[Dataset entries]
▬▬▬▬▬▬▬▬▬▬

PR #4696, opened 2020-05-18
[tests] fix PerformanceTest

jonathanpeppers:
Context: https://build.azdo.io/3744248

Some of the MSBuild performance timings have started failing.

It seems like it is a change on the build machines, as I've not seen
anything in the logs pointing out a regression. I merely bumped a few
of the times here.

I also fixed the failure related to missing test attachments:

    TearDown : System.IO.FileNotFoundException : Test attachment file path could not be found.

▬▬▬▬▬▬▬▬▬▬

## [PROBLEM]
Write out the records in full, word for word.

## [WRITTEN ANSWER]
PR #4696, opened 2020-05-18
[tests] fix PerformanceTest

jonathanpeppers:
Context: https://build.azdo.io/3744248

Some of the MSBuild performance timings have started failing.

It seems like it is a change on the build machines, as I've not seen
anything in the logs pointing out a regression. I merely bumped a few
of the times here.

I also fixed the failure related to missing test attachments:

    TearDown : System.IO.FileNotFoundException : Test attachment file path could not be found.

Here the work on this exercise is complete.